The present study investigated the effect of the new ACE-inhibitor moexipril versus the beta 1-adrenergic blocker atenolol on metabolic parameters, adverse events (AEs) and sitting systolic (SSBP) and sitting diastolic blood pressure (SDBP) in obese postmenopausal women with hypertension (stage I and II). After a 4-week placebo run-in phase, 116 obese, postmenopausal women with primary hypertension were randomised into two treatment groups receiving once daily dosages of either moexipril 7.5 mg or atenolol 25 mg initially (mean age: 57 +/- 7 years in both groups; mean weight: 94 kg in the moexipril group and 89 kg in the atenolol group, corresponding to a body mass index (BMI) of 35.2 kg/m2 and 34.1 kg/m2 in both groups, respectively). After 4 and 8 weeks, the dosages were uptitrated to moexipril 15 mg, or if necessary to moexipril 15 mg/hydrochlorothiazide (HCTZ) 25 mg, or to atenolol 50 mg and atenolol 50 mg/HCTZ 25 mg, in patients whose blood pressure was not sufficiently controlled. At endpoint, metabolic parameters (total cholesterol, triglycerides, LDL, HDL, glucose, insulin) were not significantly altered in either treatment group. Most frequent adverse events under monotherapy (moexipril/atenolol) were asthenia (5.3/13.0%), headache (13.2/21.7%), cough (7.9/6.5%), pharyngitis (21.1/8.7%) and peripheral oedema (5.3/13.0%). Overall at least one AE was reported in 66% of the patients treated with moexipril and in 78% of those treated with atenolol. Reduction of SSBP/SDBP at endpoint was 14.7 +/- 1.9/10.0 +/- 1.1 and 8.7 +/- 1.9/8.4 +/- 1.1 mmHg after treatment with moexipril and atenolol, respectively. The results showed that moexipril and atenolol are equally effective in reducing blood pressure without adversely affecting blood lipids and carbohydrate metabolism.

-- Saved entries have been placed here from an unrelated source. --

PR #1475, opened 2024-10-14
Updated libcudftestutil CMake linking logic for 24.12

lamarrr:
## Description
This merge request fixes the CMake linking logic to cudftestutil for branch-24.12, allowing you to specify which version of GTest/GBench to use as long as the API is source compatible.

Follows up on: https://github.com/rapidsai/cudf/pull/16839

## Checklist


cpp/tests/CMakeLists.txt
```diff
@@ -17,6 +17,25 @@
 ###################################################################################################
 # - compiler function -----------------------------------------------------------------------------
 
+add_library(cuspatial_test_common OBJECT test_common.cpp)
```
harrism, line 20: question: Why do we need a library with an empty source file that doesn't include anything?

harrism (commented):
Just a question.

cpp/tests/CMakeLists.txt
lamarrr: Two-fold:
- cmake doesn't allow adding an empty list of sources for a library.
- cudftestutil has been split into cudftestutil and cudftestutil_impl (cmake's INTERFACE sources), and they need to be linked to the executable. if we link to cudftestutil_impl for each test executable, we'll be paying the compilation cost repeatedly for each test compilation (due to source injection). instead, we create an object library called test_common and link to that, paying the compilation cost once.

harrism: OK, thanks. Can you please document this in a comment?

harrism (approved):
I'm approving so we can get this merged ASAP, but please document the reason for the empty source file / library.

cpp/tests/CMakeLists.txt
lamarrr: yeah, sure!

bdice (approved):
Nice work! This all looks good to me. Let's merge when CI passes, to unblock other PRs.

bdice:
I'm going to queue a merge for this, which will trigger once tests pass.

cpp/tests/CMakeLists.txt
harrism: Thanks. Late question: why can't this empty library object just be created at the cudf level, rather than in cuspatial?

lamarrr: cudftestutil depends on gtest and gmock. cudf doesn't intend to ship a gtest binary artifact any longer and we want users to have the freedom to choose whichever gtest versions they intend to use as long as it's source-compatible.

本研究调查了新型血管紧张素转换酶抑制剂(ACE 抑制剂)莫昔普利与β1 肾上腺素能阻滞剂阿替洛尔对肥胖绝经后高血压(I 期和 II 期)女性代谢参数、不良事件(AE)以及坐位收缩压(SSBP)和坐位舒张压(SDBP)的影响。经过 4 周的安慰剂导入期后,116 名肥胖绝经后原发性高血压女性被随机分为两个治疗组,最初分别接受每日一次剂量的莫昔普利 7.5 mg 或阿替洛尔 25 mg(两组平均年龄:57±7 岁;莫昔普利组平均体重:94 kg,阿替洛尔组平均体重:89 kg,两组的体重指数(BMI)分别对应 35.2 kg/m²和 34.1 kg/m²)。4 周和 8 周后,对于血压控制不佳的患者,将剂量上调至莫昔普利 15 mg,或必要时调整为莫昔普利 15 mg/氢氯噻嗪(HCTZ)25 mg,或阿替洛尔 50 mg 以及阿替洛尔 50 mg/HCTZ 25 mg。在研究终点,两个治疗组的代谢参数(总胆固醇、甘油三酯、低密度脂蛋白、高密度脂蛋白、血糖、胰岛素)均未发生显著改变。单一疗法(莫昔普利/阿替洛尔)下最常见的不良事件为乏力(5.3%/13.0%)、头痛(13.2%/21.7%)、咳嗽(7.9%/6.5%)、咽炎(21.1%/8.7%)和外周水肿(5.3%/13.0%)。总体而言,接受莫昔普利治疗的患者中有 66%报告了至少一种不良事件,接受阿替洛尔治疗的患者中有 78%报告了至少一种不良事件。在研究终点,莫昔普利和阿替洛尔治疗后 SSBP/SDBP 的降低幅度分别为 14.7±1.9/10.0±1.1 mmHg 和 8.7±1.9/8.4±1.1 mmHg。结果表明,莫昔普利和阿替洛尔在降低血压方面同样有效,且不会对血脂和碳水化合物代谢产生不利影响。